THE CASE FOR HEGEMONY
By Robert T. McLean

American Thinker, AZ
May 10 2007

On April 30th, the State Department released a report noting a 25%
increase in terrorist attacks around the world in 2006, ostensibly
signaling the emergence of a period of unparalleled danger. Indeed,
the end of the Cold War did not usher in an era of universal peace,
but rather unleashed both rogue regimes and non-state actors to
pursue ambitious and destabilizing goals. Today global hostilities
are covered with unprecedented scrutiny magnifying their destruction
and expanding the perception that the world has become concurrently
more perilous and exceedingly unpredictable. This has unleashed a
nostalgic desire for the simplicity of the past that has now expanded
to virtually every corner of the globe.

The bipolar international structure of the Cold War is often warmly
remembered as a time when the balance of power – aided by the commonly
understood inevitability of mutual assured destruction – ensured
a relatively peaceful world where a war between the superpowers was
largely unfeasible. By contrast, the wars in Iraq and Afghanistan, the
threats of international terrorism and the proliferation of weapons
of mass destruction, and the instability of the greater Middle East
draw many to the deduction that perhaps a multipolar world where no
single power maintains hegemony is the preferable path towards a more
stable and peaceful future.

Such judgments have justified, if not formed the basis for, the current
strategies of Russia and China to balance the power of the United
States. Russian President Vladimir Putin recently derided Washington’s
attempts to create a unipolar world while speaking at the Munich
Conference on Security Policy in February, as he explained that such
actions have led to an increasing number of global conflicts. Defense
Minister Sergey Ivanov clarified Putin’s remarks to Itar-Tass,
Russia’s main government news agency, when he noted the following:
"We say that a unipolar world does not lead to anything good, there
are many times more conflicts now than at the time of the Cold War."
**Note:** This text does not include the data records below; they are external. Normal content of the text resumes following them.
PR #648, opened 2023-11-14
Android maintenance

clang-clang-clang:
This PR contains where

# Fix typo
Some typo fixes.

# Fix Gradle task not recognize file changes
Fix when using the 'Run' button in Android Studio to re-run with a changed Lua project file, the Gradle task does not recognize the changes and **incorrectly** marks mergeDebugAssets as `UP-TO-DATE`, this cause App remain unchange.
This is a temporary solution to facilitate debugging of Android applications by Solar2D engine maintainers, and Gradle tasks should be reorganized in the future.

#  FileService IO buffer size changed
Adjust buffer sizes that are more friendly to memory paging and I/O throughput. 64KB size vs. the original 1KB, using FileService#getBytesFromFile() reading 100MB (unflatten) of `resource.car` is at least a 10% improvement on the Pixel 7 and 30% on the Galaxy S7 edge.
Additionally, in the future, it will be necessary to change the way Android reads Lua code packages (`resource.car`) to the same mmap method as Apple and Linux platforms, in order to save a copy of runtime memory of the size of `resource.car` after it is unflatten.

# Remove redundant splash resource check
In an ANR problem we encountered, we found that CoronaActivity#showCoronaSplashScreen() initializes the FileService to do the caching of the relative location of the file to improve the efficiency of the subsequent reading of the resource, this IO operation is performed in the main thread resulting in an ANR, and it is not necessary to retrieve the existence of the resource from the FileService while checking the resource ID, choosing one or the other is sufficient.
See [getIdentifier()](https://developer.android.com/reference/android/content/res/Resources#getIdentifier(java.lang.String,%20java.lang.String,%20java.lang.String)).

# loadExpansionFiles even when storage read-only
.

# Introduced reportFullyDrawn()
See [reportFullyDrawn()](https://developer.android.com/reference/android/app/Activity#reportFullyDrawn()) and [TTFD](https://developer.android.com/topic/performance/vitals/launch-time#retrieve-TTFD), users can call `system.request("reportFullyDrawn")` to report Fully Drawn.

Feel free to raise the discussion.
Thanks.

### DIFF
--- a/librtt/Rtt_Runtime.cpp
+++ b/librtt/Rtt_Runtime.cpp
@@ -1963,7 +1963,7 @@ Runtime::operator()()
 	const bool isSuspended = IsSuspended();
 	if( wasSuspended != isSuspended && isSuspended )
 	{
-		// This condition is writtein inverse for better undrerstanding
+		// This condition is written inverse for better understanding
 		// Sometimes (Splash Screen is shown) scheduled tasks can suspend Runtime
 		// In that case (suspension state is changed and it is suspended), skip Display update
 	}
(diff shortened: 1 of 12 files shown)


Shchvova (approved):
Looks good. I'll iterate on build file and merge later.

Shchvova (approved):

To be sure, this line of thinking is neither new nor confined to those
outside the United States apprehensive of the unquestioned primacy
of a single foreign power. Writing in the Atlantic Monthly in August
1990, University of Chicago professor John Mearsheimer wrote an essay
self-explanatorily titled "Why We Will Soon Miss the Cold War." The
central supposition was simple: with the loss of order provided by
the structural compositions of the Cold War, a Hobbesian anarchy was
destined to shape the future of international relations. Of course
Mearsheimer was not alone in his views. He has been joined by not
only a growing number of "realists" weary of the costs associated
with hegemony, but also a different sort of critic represented by the
increasing number of anti-American leftists in the United States who
are inherently suspicious of American power.

With the growing level of agreement that the United States should
abandon its role as world’s lone superpower, some questions must be
asked. May Mearsheimer and his radical leftist counterparts have been
right? Is the Kremlin accurate in its assessment they we have indeed
reached a time of unprecedented conflict and global disorder?
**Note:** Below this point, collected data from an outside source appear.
PR #655, opened 2023-12-01
Core/Android: add sanity check

clang-clang-clang:
> Does it make sense to add these checks in the case of OOM? Should we "fix" these boundary cases? Or should we just expose them to expose the game code error?
> 
> ^These questions bother me, but I'm willing to give it a try, so if the changes don't fit please feel free to discuss.

These fixes come from analyzing the OOM crash stack, enhancing some of the checks.
These changed stack contents in cases where an error had already occurred.

Regarding`Data.Set()`, it is envisioned that in the OOM case, fLength retains a non-zero value even if fStorage is empty. It is good practice to perform a `Data.Get()` check before using it.

Of course, there's also an Android `build.gradle.kts` issue where switching `coronaSrcDir` causes the previous project's `resource.car` content to be incorrectly retained as the gradle script uses the `CoronaBuilder car` command to do the _append_ action.

This time I modified the file header, replaced Corona with Solar2D and added declarations.

Thanks.

### DIFF
--- a/platform/android/app/build.gradle.kts
+++ b/platform/android/app/build.gradle.kts
@@ -487,6 +487,8 @@ android.applicationVariants.all {
             }
             delete(metadataConfig)
             val toArchive = outputsList.filter { file(it).name != "config.lu" } + "config.lu"
+            // Make sure it's not appended to an old file
+            delete(compiledLuaArchive)
             mkdir(file(compiledLuaArchive).parent)
             exec {
                 workingDir = file(compiledDir)
--- a/librtt/Core/Rtt_Data.h
+++ b/librtt/Core/Rtt_Data.h
@@ -1,6 +1,7 @@
 //////////////////////////////////////////////////////////////////////////////
 //
-// This file is part of the Corona game engine.
+// This file is part of the Solar2D game engine.
+// With contributions from Dianchu Technology
 // For overview and more information on licensing please refer to README.md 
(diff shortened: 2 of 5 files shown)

A rather simple exploration of history illustrates that, on the
contrary to those who disparage the preservation of American hegemony,
the world has indeed become significantly more peaceful since the
end of the Cold War.

According to data compiled by the University of Maryland, an average
of 52.5 wars occurred per decade of the Cold War through 1984. As a
result of those conflicts, an average of nearly 4.6 million people died
per decade. This is hardly peaceful. By contrast, the Uppsala Conflict
Data Program in Sweden found that state-based conflicts decreased by
approximately 40% from 1992 to 2005. Battle deaths since 1990 make up
only a small fraction of those incurred through any decade during the
Cold War, and the frequency of attempted military coups has dropped
significantly; an average of 12.8 occurred per year between 1962
and 1991, while just 5.9 were attempted per year from 1992 through
2006. From 1989 to 2005 the number of genocides decreased by 90%.

A common misperception of the post-Cold War era maintains that while
conventional battles between states have decreased, globalization
and the deterioration of stability have put civilian lives at risk
as the barriers between combatant and civilian have broken down from
the growing number terror attacks and civil conflicts. However, as
the authors of the University of British Columbia’s Human Security
Brief 2006 noted in their latest annual report: "notwithstanding
the increase in terrorist attacks, the number of civilian victims of
intentional organized violence remains appreciably lower today than it
was during the Cold War years." Thus, all of the leading indicators –
number of wars, battle deaths, civilian lives lost – point to a more
peaceful and stable world under American primacy.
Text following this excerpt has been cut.